(266.20-268.6) Today's reading consists of two parts. Here, Shaun's glosses in the right margin provide some help in unpacking each section's meaning. The first, as noted by Shaun, covers "PREAUSTERIC MAN AND HIS PURSUIT OF PANHYSTERIC WOMAN." This is early man in search of early woman. On the wall of the children's study, we see a picture of two fighters: "wranglers for wringwrowdy wready," or rowdy fighters ready to do battle in the ring. This is compared to both the showdown between Mutt and Jute (here "meet" and "chaff") and the battle between Aetius and Atilla. Their battle serves as a prelude for the quest for the woman, the "flickerflapper" who is the subject of the "Storiella as she is syung."
With the preliminaries of war taken care of, we move on to the seduction, or as Shaun explains it, "URGES AND WIDERURGES IN A PRIMITIVE SEPT." The woman is now addressed as light ("Belisha beacon, beckon bright!") and color ("That greene ray of earong it waves us to yonder as the red, blue and yellow flogs time on the domisole, with a blewy blow and a windigo."). After this "sybilette" is identified, a charmer (presumably, the victor of the previous paragraph's battle) engages her in an embrace that enflames sexual desire, with "all thinking of it, the It with an itch in it, the All every inich of it, the pleasure each will preen her for, the business each was bred to breed by."

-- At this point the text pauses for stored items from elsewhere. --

PR #1165, opened 2022-06-14
Bake function crash

### LINKED ISSUE #1160: Bake segfaults on missing function params
Reproducer:

```hcl
function "foo" {
  result = "bar"
}
```

Output:
```
[+] Building 0.0s (0/0)                                                                                                                                                     
[signal SIGSEGV: segmentation violation code=0x2 addr=0x10 pc=0x10454a0a8]

goroutine 1 [running]:
github.com/docker/buildx/bake/hclparser.(*parser).resolveFunction(0x140000aad70, {0x140000553e6, 0x3})
        /src/bake/hclparser/hclparser.go:114 +0x108
github.com/docker/buildx/bake/hclparser.Parse({0x105e89a60, 0x14000113110}, {0x105e36020, 0x140005ef6e0, 0x105e32310}, {0x105cad080, 0x140005ef710})
        /src/bake/hclparser/hclparser.go:360 +0xcb4
```

Docker info:
```
Client:
 Context:    default
 Debug Mode: false
 Plugins:
  buildx: Docker Buildx (Docker Inc., v0.8.2)
  compose: Docker Compose (Docker Inc., v2.5.1)
  sbom: View the packaged-based Software Bill Of Materials (SBOM) for an image (Anchore Inc., 0.6.0)
  scan: Docker Scan (Docker Inc., v0.17.0)
```

jedevc:
Fix #1160 for functions missing `params` attribute and similar issue with missing `result` attribute.


tonistiigi (commented):
Do I get it correct that in https://github.com/hashicorp/hcl/blob/main/ext/userfunc/README.md params is always required? If that is the case, then I think we should keep it the same and show error about "params not being set". We can propose upstream if they want to support this case and if they do then update both later as a feature update.

crazy-max:
Yes it's required atm and I agree that we can return an error for now to fix the segfault but looking at https://github.com/hashicorp/hcl/pull/455, I'm afraid a proposal to make it optional will take quite some time to be reviewed :sweat_smile:

jedevc:
So weirdly - it seems as if the current state of code works fine, and you can invoke functions without parameters.

We could just forbid it entirely, but I think it actually works now.

jedevc:
Upstream HCL definitely forbids non-present results and params - which are checked using a schema [here](https://github.com/hashicorp/hcl/blob/main/ext/userfunc/decode.go#L9-L24).

Because we don't use that schema, we need to provide other ways of checking, which are now done :tada:

crazy-max (approved):
LGTM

Here, it appears that the universal, all-encompassing sexual desire and appetite serves as the counterpart, or, perhaps, compliment, to the war urge. It also is the means by which the human race will flourish. It is fitting, then, that today's reading ends with a footnote from Isabel, which calls all this "The law of the jungerl" -- the law of the jungle, the law of the young girl, and the law of Jung.